The history here is rich in its tales of emigrating pioneers as well as legends of the Old West. Located along the west bank of Rock Creek, the station served as a supply center and resting spot for the many travelers headed westward in the 19th century.
When it was originally built by S.C. Glenn, the “station” consisted of little more than a cabin, a barn, and a make-shift store, where Glenn sold limited supplies, hay, and grain.
David became discouraged as he continually met miners returning from Colorado with nothing in their pockets but disappointment. Changing tactics, David McCanles bought the Rock Creek Station from Glenn in March, deciding to take up “road ranching” rather than gold prospecting.
McCanles continued to operate the small store and built a toll bridge across the creek. Prior to the bridge, pioneers were required to hoist and lower their wagons down into the creek, before pulling it up on the other side – quite a tedious process that could take hours for each wagon. When the toll bridge opened, each wagon paid from 10¢ to 50¢ to cross the bridge depending on the size of their load and their ability to pay. McCanles also built a cabin and dug a well on the east side of Rock Creek which became known as the East Ranch.
The following year, McCanles leased the East Ranch to the Russell, Waddell, and Majors Company, which owned the Overland Stage Company and founded the Pony Express. They installed Horace G. Wellman as their company agent and station keeper and hired James W. “Doc” Brink as a stock tender. Later, the company made arrangements with McCanles to buy the station with a cash down payment and the remainder in installments.
The East Ranch was then used as a stage and Pony Express relay station, while the West Ranch continued to be used as an emigrant rest stop, a freight station, and the home of the McCanles family.
In April 1861, McCanles sold the West Ranch to freighters Hagenstein and Wolfe and moved his family to another location about three miles south of Rock Creek Station. Always trying to make money, McCanles sold the toll bridge several times with a number of specific requirements in the contract. When the new owner failed to meet the stipulations, he would take it back and sell it again.
In April or early May of 1861, the station hired on then-24-year-old stock tender James Butler “Bill” Hickok and he became immediately at odds with David McCanles, who had earned a reputation as the local bully. Allegedly, McCanles teased Hickok unmercifully about his girlish build and feminine features, as well as nicknaming him “Duck Bill,” referring to his long nose and protruding lips.
Perhaps in retaliation, Hickok began courting a woman by the name of Kate Shell, who, even though McCanles was married, apparently had his eye on.
In the meantime, the Overland Stage Company had fallen behind on their installment payments and on July 12, 1861, McCanles, along with his 12-year-old son, Monroe, and two friends by the names of James Woods and James Gordon came to the station to inquire upon the status of the installments.
Not long after their arrival, an argument ensued and profanities were exchanged, soon leading to gunfire.
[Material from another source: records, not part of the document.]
Issue #2074, opened 2025-12-04
"The assigned type is not compatible with the declared property" with enum-like type


ebousse:
Langium version: 4.1.0
Package name: ?

## Steps To Reproduce

1. Write the grammar below
2. Run `npm run langium:generate`

Code example:

```langium
grammar HelloWorld

interface Root {
    color: Color
}

type Color = 'red' | 'blue' | 'green';


entry RootRule returns Root:
    'color' color=ColorRule
;

ColorRule returns Color:
    'red' | 'blue' | 'green'
;

hidden terminal WS: /\s+/;
hidden terminal ML_COMMENT: /\/\*[\s\S]*?\*\//;
hidden terminal SL_COMMENT: /\/\/[^\n\r]*/;
```

## The current behavior

```
src/hello-world.langium:11:13 - The assigned type 'ColorRule' is not compatible with the declared property 'color' of type 'Color'.
```

Screenshot:
<img width="884" height="314" alt="image" src="https://github.com/user-attachments/assets/843e42ca-d191-418c-be63-cbc205a0fa61" />

## The expected behavior

The grammar should work without type error.

msujew:
Thanks for the report, see https://github.com/eclipse-langium/langium/pull/2076 for a fix.

PR #2076, opened 2025-12-04
Fix union type assignments

msujew:
Closes https://github.com/eclipse-langium/langium/issues/2074

I've noticed we're processing the `isValueType(to)` type to early, before completely "unwrapping" the `from` type. This eventually leads to some code which tries to assert that a union type can be assigned to a single value, which will quickly result in failure.

This change adjusts the order to move the unwrapping of the `to` type *after* the unwrapping of the `from` type.

### DIFF
--- a/packages/langium/test/grammar/type-system/type-validator.test.ts
+++ b/packages/langium/test/grammar/type-system/type-validator.test.ts
@@ -319,6 +319,22 @@ describe('Validate declared types', () => {
         `);
         expectNoIssues(validationResult);
     });
+
+    test('Can assign a union type value returned by a differently named rule', async () => {
+        const validationResult = await validate(`
+            interface ColorContainer {
+                color: Color
+            }
+            type Color = 'red' | 'blue' | 'green';
+            ColorContainer returns ColorContainer:
+                'color' color=ColorValue
+            ;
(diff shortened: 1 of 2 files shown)


packages/langium/test/grammar/type-system/type-validator.test.ts
```diff
@@ -319,6 +319,22 @@ describe('Validate declared types', () => {
         `);
         expectNoIssues(validationResult);
     });
+
+    test('Can assign a union type to a differently named union type', async () => {
```
sailingKieler: Does this test title reflect the content of the test?
```suggestion
    test('Can assign a union type value returned by a differently named rule', async () => {
```

sailingKieler (approved):
Thank you very much @msujew for taking care!
I cannot assess the fix as I'm not too deep in the type system, the test looks pretty good to me, the title could be a bit more precise. 

One (two) more question(s) though:
in #2074 this error msg is mentioned that IMO has weaknesses, too:
```
src/hello-world.langium:11:13 - The assigned type 'ColorRule' is not compatible with the declared property 'color' of type 'Color'.
```
It seems to also treat the rule name as the type name.
Is that fixed with this change, too?
Could we have a corresponding validation test?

In the melee, Hickok shot David McCanles, and both James Woods and James Gordon, who was seriously wounded, later died of their wounds. Twelve-year-old Monroe escaped to his home some three miles south of Rock Creek.
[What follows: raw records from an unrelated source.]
PR #587, opened 2022-08-01
refactor(blade): storybook examples

anuraghazra:
Changes in this PR

- Sorted storybook to keep components first and then story recipes 
- Changed SkipNav to use BaseLink component
- Improved SkipNav stories to use newer components like Button, Box, Link etc
- Improved VisuallyHidden storybook with Checkbox
- Refactored Accessibility demo recipe 
- **Major styling refactor of CardsWithToken demo**
  - Fixed React-native card (now it renders)
  - Improved/refactored duplicate styles


divyanshu013 (commented):
Why are the imports not being auto imported from `~components` instead of importing them individually from their paths like `~components/Box`, `~components/Icon`, etc.

anuraghazra:
> Why are the imports not being auto imported from `~components` instead of importing them individually from their paths like `~components/Box`, `~components/Icon`, etc.

We did not configured it that way. 

The path alias is 

```json
"~components/*": ["src/components/*"],
```

It will work only if we add this

```json
"~components": ["src/components"],
"~components/*": ["src/components/*"],
```

packages/blade/src/storybook-recipes/SimpleCardWithTokens/Card.native.tsx
```diff
@@ -1,96 +1,17 @@
+/* eslint-disable babel/new-cap */
```
divyanshu013, line 1: Why is this needed 🤔

packages/blade/src/storybook-recipes/SimpleCardWithTokens/styles.ts
```diff
@@ -0,0 +1,104 @@
+/* eslint-disable @typescript-eslint/explicit-module-boundary-types */
+/* eslint-disable @typescript-eslint/explicit-function-return-type */
```
divyanshu013, line 2: Probably we can make this rule required only for exported modules

divyanshu013 (approved):
Looks good to me.

packages/blade/src/storybook-recipes/SimpleCardWithTokens/styles.ts
anuraghazra: Not sure if there's any rule like that exists.

packages/blade/src/storybook-recipes/SimpleCardWithTokens/Card.native.tsx
anuraghazra: Because I named the style functions with uppercase. 

> A function with a name starting with an uppercase letter should only be used as a constructor.eslint[babel/new-cap](https://eslint.org/docs/rules/new-cap)

packages/blade/src/storybook-recipes/SimpleCardWithTokens/styles.ts
divyanshu013: Non blocker: In short making it required only for [module boundary types](https://github.com/typescript-eslint/typescript-eslint/blob/main/packages/eslint-plugin/docs/rules/explicit-module-boundary-types.md) and disabling it for other functions which aren't exported. Needs discussion within team though.

chaitanyadeorukhkar (changes requested):

packages/blade/src/components/SkipNav/SkipNav.web.tsx
```diff
@@ -1,24 +1,21 @@
...
 
 const fallbackId = 'blade-skip-nav';
 type SkipNavLinkProps = {
   id?: string;
   children?: string;
 };
 
-// TODO: Replace with Link component
-const StyledLink = styled.a(({ theme }) => ({
+const StyledLink = styled(BaseLink)(({ theme }) => ({
```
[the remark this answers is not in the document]
anuraghazra: It's not for spacing only. 

I want all the features of Link. focus, hover, colors, isVisited state, interactions.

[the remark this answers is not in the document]
chaitanyadeorukhkar: Yeah but you're extending Link's style just to add spacing. Use box instead? Don't want to spread props on link or allow it's style to be overriden

packages/blade/src/components/Link/BaseLink/BaseLink.tsx
```diff
@@ -248,6 +249,7 @@ const BaseLink = ({
       motionDuration={motionDuration}
       motionEasing={motionEasing}
       setCurrentInteraction={setCurrentInteraction}
+      {...props}
```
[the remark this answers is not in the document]
chaitanyadeorukhkar: @anuraghazra ^ We shouldn't do this. It will allow others to override styles of Link and create design inconsistencies. It could also lead to passing of dangerous attributes like `as`

packages/blade/src/components/SkipNav/SkipNav.web.tsx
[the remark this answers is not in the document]
anuraghazra: The important part here is that I want composition. Open for suggestion on how we can utilise the existing Link to extend the functionality. 

I'm extending BaseLink's styling to add `screenReaderStyles` & `:focus` to get the SkipNav behaviour. 
One way would be to instead using the `StyledBaseLink`.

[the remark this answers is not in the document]
anuraghazra: @chaitanyadeorukhkar can you check again. 

I think this is a good tradeoff to be had.

packages/blade/src/components/Link/BaseLink/BaseLink.tsx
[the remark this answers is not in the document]
anuraghazra: Done.

packages/blade/src/components/SkipNav/SkipNav.stories.tsx
```diff
@@ -55,29 +58,36 @@ const SkipNavTemplate: ComponentStory<typeof SkipNavLink> = () => {
...
+          <Button size="small">Button 2</Button>
+        </Box>
         <SkipNavContent id="second" />
+        <Box marginTop="spacing.1" />
         <Text>Second Main content of the page</Text>
-        <button>Button 3</button>
-        <button>Button 4</button>
-      </main>
+        <Box marginTop="spacing.1" />
+        <Box gap="spacing.1" display="flex">
```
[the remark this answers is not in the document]
anuraghazra: I'll fix it separately on the Checkbox patch PR

packages/blade/src/components/Link/BaseLink/BaseLink.tsx
```diff
@@ -187,6 +187,10 @@ const BaseLink = ({
   intent,
   contrast = 'low',
   accessibilityLabel,
+  // @ts-expect-error avoiding exposing to public
+  className,
+  // @ts-expect-error avoiding exposing to public
+  style,
```
chaitanyadeorukhkar, line 193: This will only stop TS projects. Lets not allow overriding styles. The use-case here is not strong enough to allow style overriding. We just want to add spacing in stories and that's not a good reason to expose this 😓

chaitanyadeorukhkar (changes requested):

packages/blade/src/components/Link/BaseLink/BaseLink.tsx
anuraghazra: Yep totally got your point. 

But I'm not just adding padding. 

```ts
const StyledLink = styled(BaseLink)(({ theme }) => ({
  ...screenReaderStyles,      // screen reader styles
  top: theme.spacing[4],     // padding
  left: theme.spacing[4],     // padding
  ':focus': {    // on focus -> reset screen reader styles
    padding: theme.spacing[1],
    clip: 'auto',
    clipPath: 'unset',
    width: 'auto',
    height: 'auto',
  },
}));
```

chaitanyadeorukhkar: Can't we do all of these styling on a wrapper on top of Link?

```jsx
const SkipNavContainer = styled.div({
...screenReaderStyles,
})

<SkipNavContainer>
  <Link />
</SkipNavContainer>
```

anuraghazra: Unfortunately we can't since:

- now the focus will be on the div so we also need to add :focus on the div. 
- then add tabindex={0} to make it focusable
- focus styling will be different 
- Pressing enter will not trigger the link navigation but rather the div will be clicked. 

:(

chaitanyadeorukhkar: Okay, let's move ahead with this then. I'll take a final review and approve the PR

chaitanyadeorukhkar (approved):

Though the details of what actually happened on that fateful day continue to be debated, the versions vary widely. Monroe McCanles, who witnessed the entire event, told a version something like this: When David McCanles had not received full payment from the Overland Stage Company, he planned to take it up with the station manager, Horace Wellman. That very day, the station manager had allegedly gone to the company office in Brownville in order to obtain the money, he returned empty-handed.
Upon hearing this, an angry McCanles soon arrived with two options in mind – either collect the money owed or repossess the ranch. Showing up with his son, and two employees – James Woods and James Gordon, McCanles called for Wellman to come out. Instead, Jane Wellman, the station manager’s wife, appeared at the door, closely followed by James (Bill) Hickok. Horace Wellman’s specific whereabouts are unknown, but he was obviously close by.
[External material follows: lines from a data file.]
PR #593, opened 2022-08-02
fix(Typography): expose text styles

kamleshchandnani:
This PR exposes Text styles as object so we can use them in places where we can't use text as JSX. Eg: styling for `placeholder` text for Input Field

With this, I can now style the text with just CSS without deviating from the system and get the same text as we get via JSX
```js
const StyledInput = styled.input((props) => ({
  ...getTextStyles({
    size: 'medium',
    variant: 'body',
    type: 'subtle',
    weight: 'regular',
    contrast: 'low',
    theme: props.theme,
  }),
  '::placeholder': getTextStyles({
    size: 'medium',
    variant: 'body',
    type: 'placeholder',
    weight: 'regular',
    contrast: 'low',
    theme: props.theme,
  }),
  backgroundColor: props.theme.colors.brand.gray[200],
  width: '100%',
}));
```


divyanshu013:
The snapshots are changing from actual css values to tokens. Is that intentional? I thought we wanted css values in snapshots to catch discrepancies 🤔

packages/blade/src/components/Typography/BaseText/BaseText.web.tsx
```diff
@@ -0,0 +1,69 @@
...
+      fontSize={fontSize}
+      fontWeight={fontWeight}
+      fontStyle={fontStyle}
+      textDecorationLine={textDecorationLine}
+      lineHeight={lineHeight}
+      as={as}
+      textAlign={textAlign}
+      numberOfLines={truncateAfterLines}
+      className={className}
+      style={style}
```
chaitanyadeorukhkar, line 62: Non blocker: We might want to consider removing `style` prop here. Earlier we (I) introduced this because there was no mechanism of adding padding between icon & text of Button. With the Box component, this need is resolved and its usage is also removed with [this PR](https://github.com/razorpay/blade/pull/543). 

Exposing style directly is a bit risky and we should be exposing this in only extreme situations

packages/blade/src/components/Typography/Heading/Heading.tsx
```diff
@@ -83,7 +83,7 @@ const getProps = <T extends { variant: HeadingVariant }>({
   return props;
 };
 
-const Heading = <T extends { variant: HeadingVariant }>({
+export const Heading = <T extends { variant: HeadingVariant }>({
```
chaitanyadeorukhkar, line 86: So we're moving to named exports everywhere now?

packages/blade/src/components/Typography/Text/Text.tsx
```diff
@@ -1,8 +1,8 @@
 /* eslint-disable @typescript-eslint/no-unnecessary-type-assertion */
 import type { ReactElement } from 'react';
 import styled from 'styled-components';
-import BaseText from '../BaseText';
-import type { BaseTextProps } from '../BaseText/BaseText';
+import { BaseText } from '../BaseText';
```
chaitanyadeorukhkar, line 4: **Non-Blocker:** Named export look weird tbh 😢

packages/blade/src/components/Typography/index.ts
```diff
@@ -1,6 +1,6 @@
-export { default as Title } from './Title';
+export { Title } from './Title';
```
chaitanyadeorukhkar, line 1: Why do we need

Disconcerted by Hickok’s interference, McCanles allegedly asked, “Jim, haven’t we been friends all the time?” After Hickok assured him that they were, McCanles, biding his time, asked for a drink of water and came inside. The other three stayed outside the cabin.
Suddenly, McCanles sensed danger, returned the dipper and moved toward the other door at about the same time Hickok moved behind a curtain partition. Unarmed, McCanles said, “Now, Jim, if you have anything against me, come out and fight me fair.”